To ensure efficient training, the following aspects of storage must be considered:
- High I/O Throughput: Ensuring fast data read and write speeds to avoid GPU downtime.
- Scalability and Fault Tolerance: The storage system must scale with the growing dataset size and ensure data redundancy to protect against hardware failures.
- Integration with Compute: Seamless integration with the compute infrastructure to allow high-speed data transfer between storage and GPUs.
- Intermediate and Result Storage: Handling storage for intermediate results, logs, and multiple versions of model checkpoints efficiently.
Compute
Nvidia is the leader in compute with an estimated market share of 80% to 90% and becoming the most valuable company in the world. H100s are currently in mass production and were used in training Llama3-405B, with most AI labs competing to build using H100s due to their leading performance and AI-friendly software stack (CUDA & cuDNN). AMD is trying to gain a share in this market with their MI250, and cloud providers are starting to build their own chips.
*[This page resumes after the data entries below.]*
PR #2865, opened 2020-11-13
Fix the make configuration for macOS 11.0.1

idyll:
This change is needed to ensure that we're able to configure make on macOS 11.0.1.

A smilar fix was applied for 11.0 in #2700 

Main changes:

 - Fix the integer macOS version correctly for the build version check

Verified via ./otp_build tests

### DIFF
--- a/make/configure.in
+++ b/make/configure.in
@@ -398,7 +398,7 @@ if test $CROSS_COMPILING = no; then
 	       [1-9][0-9].[0-9])
 	          int_macosx_version=`echo $macosx_version | sed 's|\([^\.]*\)\.\([^\.]*\)|\10\200|'`;;
 	       [1-9][0-9].[0-9].[0-9])
-	          int_macosx_version=`echo $macosx_version | sed 's|\([^\.]*\)\.\([^\.]*\)\.\([^\.]*\)|\1\2\3|'`;;
+	          int_macosx_version=`echo $macosx_version | sed 's|\([^\.]*\)\.\([^\.]*\)\.\([^\.]*\)|\10\20\3|'`;;
 	       [1-9][0-9].[1-9][0-9])
 	          int_macosx_version=`echo $macosx_version | sed 's|\([^\.]*\)\.\([^\.]*\)|\1\200|'`;;
 	       [1-9][0-9].[1-9][0-9].[0-9])


idyll:
Let me know if I need to open this against `maint` to make sure that it is applied to the next 23.1.x release

bjorng:
> Let me know if I need to open this against maint to make sure that it is applied to the next 23.1.x release

Yes, please do. (You can edit this pull request to base it on maint. If your commit is currently is based on master, you will also need to rebase it and force-push.)

idyll:
> Yes, please do. (You can edit this pull request to base it on maint. If your commit is currently is based on master, you will also need to rebase it and force-push.)

Done.  :)

aselder:
yay!!! Can we get this merged to master and maint ASAP?

theoks:
Thank you for the contribution, I hope this appears on maint soon. Will this fix be included in a 22.* version as well?

verrchu:
I have successfully built maint branch with this patch on macOS 11.0.1
please merge it

ryandesign:
Both this fix and the previous one for macOS 11.0 in b93b9f95438fc3c4ccfef1b7da33379abe45cbb1 are wrong and break things for Mac OS X 10.x. See https://bugs.erlang.org/browse/ERL-1407.

bjorng:
How does it break 10.x? The branch builds fine on my Mac with macOS 10.15.7 as well on a Mac with 10.5.8 in our lab. On which version would it be a problem?

I have not yet tested the branch myself on macOS 11.0.1, but @verrchu state above that it works.

I am open to suggestions for a better fix of the problem. Perhaps it would be better to remove the version check. I don't remember why we added it in the first place.

ryandesign:
It would be a problem on OS X 10.9 and earlier. See https://bugs.erlang.org/browse/ERL-1407.

bjorng:
> It would be a problem on OS X 10.9 and earlier.

Not on all versions before 10.9. As I said, it built fine on 10.5.8.

I'll try to take closer look on this problem before the release of 23.2 to avoid breaking certain version of macOS. For now, this pull request does seem to fix the immediate problem of building on macOS 11.0.1.

ryandesign:
It may build fine, but the test is no longer testing what you think it's testing.

bjorng:
I see no reason to keep the test, so I'm removing it in #2871.

PR #2869, opened 2020-11-16
port_please/2 returns {port, _, _}, not {ok, _, _}

jesperes:
This is a followup PR to https://github.com/erlang/otp/pull/2616 which fixed the type spec for port_please/3, but missed the incorrect `{ok, _, _}` term in port_please/2 which should be `{port, _, _}`.


garazdawi:
Thanks!

PR #2870, opened 2020-11-16
Fix configure on macOS Big Sur 11.0.1

ylh:
I'll just reproduce the commit message below:

```
Generate plausible synthetic __ENVIRONMENT_MAC_OS_X_VERSION_MIN_REQUIRED__

This generates comparison values for the predefined macro in line with the
precedent set by Apple. Single-digit 10.x versions followed 10x0, and starting
with 10.10, moved to MMmmPP, Major/minor/Point. Left-padding on the minor is an
educated guess. This should now produce the correct value, from OS versions
Erlang never even ran on, to the current Big Sur Patch (11.0.1) that broke
configure, to future versions.
```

Google’s TPU chips, used to train the Gemini family of models, are notable, but it doesn’t seem the market will change significantly in the foreseeable future.
Feature | Nvidia H100 | AMD MI250 | Google TPU v4 |
---|---|---|---|
Architecture | Hopper | CDNA 2 | TPU |
Memory (HBM) | 80 GB | 128 GB | 128 GB |
Memory Bandwidth | 3.0 TB/s | 3.2 TB/s | 2.7 TB/s |
Peak FP16 Throughput | 198 TFLOPS | 383 TFLOPS | 275 TFLOPS |
NVLink | 900 GB/s | - | - |
Fault Tolerance & Health Checks
Ensuring fault tolerance and performing regular health checks are crucial for maintaining the stability and efficiency of a large-scale AI training infrastructure. Given the high failure rates of GPUs and other components, robust fault tolerance mechanisms are essential to maximize hardware utilization and minimize downtime.
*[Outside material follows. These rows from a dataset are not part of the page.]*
PR #2871, opened 2020-11-17
macOS: Remove version check in configure script

bjorng:
There is a version check in one of the configure scripts that
tests the version of macOS to ensure that the executables that
are built can be run on the same computer that built them.

The reason for this test has been lost in the mists of time.
Presumably there was a good reason for the test when it was
first added.

Since the test recently has become more complicated because of the
introduction of macOS 11.0 and 11.0.1, and is incorrect for some
versions of macOS, remove it. If there turns out that the version test
would be useful, it can be added back later (but in a less buggy way,
preferably using `awk` instead of `sed` to make the version parsing
simpler and more accurate).

### DIFF
--- a/make/configure.in
+++ b/make/configure.in
@@ -387,50 +387,6 @@ if test X${enable_native_libs} = Xyes -a X${enable_hipe} != Xno; then
 fi
 AC_SUBST(NATIVE_LIBS_ENABLED)
 
-if test $CROSS_COMPILING = no; then
-   case $host_os in
-   	darwin*)
-	   macosx_version=`sw_vers -productVersion`
-	   test $? -eq 0 || {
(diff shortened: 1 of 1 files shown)


andyduong1920:
👍

andyduong1920:
Thank you for your works @bjorng 🎉 . Might I know when will the next release for this one @bjorng ?

bjorng:
@andyduong1920 It will be included OTP 23.2 in December.

andyduong1920:
> @andyduong1920 It will be included OTP 23.2 in December.

Is there any chance to have this fix is released sooner @bjorng, maybe 23.1.4 as MasOS (Big Sur) users can't install 23.1.3 and before that including me 😃

gromgit:
Will this be backported to earlier versions, like 22.x? Homebrew helpers like me would like to know. Thanks much!

PR #2872, opened 2020-11-18
Add -Werror to github actions C/C++ compilation

garazdawi:
This PR does three things:

* Add -Werror to all CFLAGS
* Start using clang to compile 64-bit in order to catch clang warnings
* Fix all warnings in applications that came up along the way

### DIFF
--- a/erts/emulator/beam/sys.h
+++ b/erts/emulator/beam/sys.h
@@ -1160,60 +1160,66 @@ ERTS_GLB_INLINE size_t sys_strlen(const char *s)
 
 /* Standard set of integer macros  .. */
 
-#define get_int64(s) (((Uint64)(((unsigned char*) (s))[0]) << 56) | \
-                      (((Uint64)((unsigned char*) (s))[1]) << 48) | \
-                      (((Uint64)((unsigned char*) (s))[2]) << 40) | \
-                      (((Uint64)((unsigned char*) (s))[3]) << 32) | \
-                      (((Uint64)((unsigned char*) (s))[4]) << 24) | \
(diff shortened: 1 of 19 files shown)


erts/emulator/beam/sys.h
```diff
@@ -1167,14 +1167,14 @@ ERTS_GLB_INLINE size_t sys_strlen(const char *s)
...
 
-#define put_int64(i, s) do {((char*)(s))[0] = (char)((Sint64)(i) >> 56) & 0xff;\
-                            ((char*)(s))[1] = (char)((Sint64)(i) >> 48) & 0xff;\
-                            ((char*)(s))[2] = (char)((Sint64)(i) >> 40) & 0xff;\
-                            ((char*)(s))[3] = (char)((Sint64)(i) >> 32) & 0xff;\
-                            ((char*)(s))[4] = (char)((Sint64)(i) >> 24) & 0xff;\
-                            ((char*)(s))[5] = (char)((Sint64)(i) >> 16) & 0xff;\
-                            ((char*)(s))[6] = (char)((Sint64)(i) >> 8)  & 0xff;\
-                            ((char*)(s))[7] = (char)((Sint64)(i))       & 0xff;\
+#define put_int64(i, s) do {((char*)(s))[0] = (char)((Sint64)(i) >> 56) & (char)0xff;\
```
jhogberg, line 1170: Nitpick; casting `0xff` to char is implementation-defined.

```suggestion
#define put_int64(i, s) do {((byte*)(s))[0] = (byte)(((Sint64)(i) >> 56) & 0xff);\
```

Key Fault Tolerance Strategies
- Spare Capacity:
- Imbue Recommendation is to maintain 10-20% more spare GPUs than required which allows quick replacement of failed GPUs, ensuring the training run is not halted due to a single failure.
- Health Checks:
- Implement scripts to detect faulty hardware (GPUs, InfiniBand, host machines, etc…).
- Network Reliability:
- Networks can fail due to flapping, host machine failures, or power supply issues, you need to use redundant paths and automatic failover mechanisms to ensure continuous operation.
- Golden Sets of Machines:
- Maintain a set of machines that have been stress-tested and verified to be reliable by running stress tests that maximize hardware utilization to distinguish between great and med machines.
- Checkpointing:
- Use spare GPUs’ HBM to RDMA (Remote Direct Memory Access) copy the current model state, offering a faster but more costly alternative. This method leverages the high bandwidth memory (HBM) of GPUs and the fast RDMA transfer speeds, reducing the time required for checkpointing.
- Proactive Checks & Automated Recovery:
- Regularly measure and log power consumption, temperature, and fan speed.
- Develop scripts for automated recovery processes, such as switching to spare GPUs and rerouting network traffic.
To illustrate the common issues faced during large-scale training runs, here are the interruption categories Meta encountered during their 54-day training run for Llama3:
Meta’s interruptions during 54-day training run
Conclusion
Understanding the infrastructure needs for training the frontier models might seem like a niche skill that only a few engineers in AI labs need. This is only true until an ML scientist faces a hardware error, which is inevitable due to the high percentage of failures of current hardware. Knowledge of the underlying infrastructure can help navigate these challenges with ease. Moreover, building software for training that fully utilizes the strengths and avoids the weaknesses in the infrastructure cluster will save a lot of money and might just be the differentiator between you and your competitors in this fast-paced space.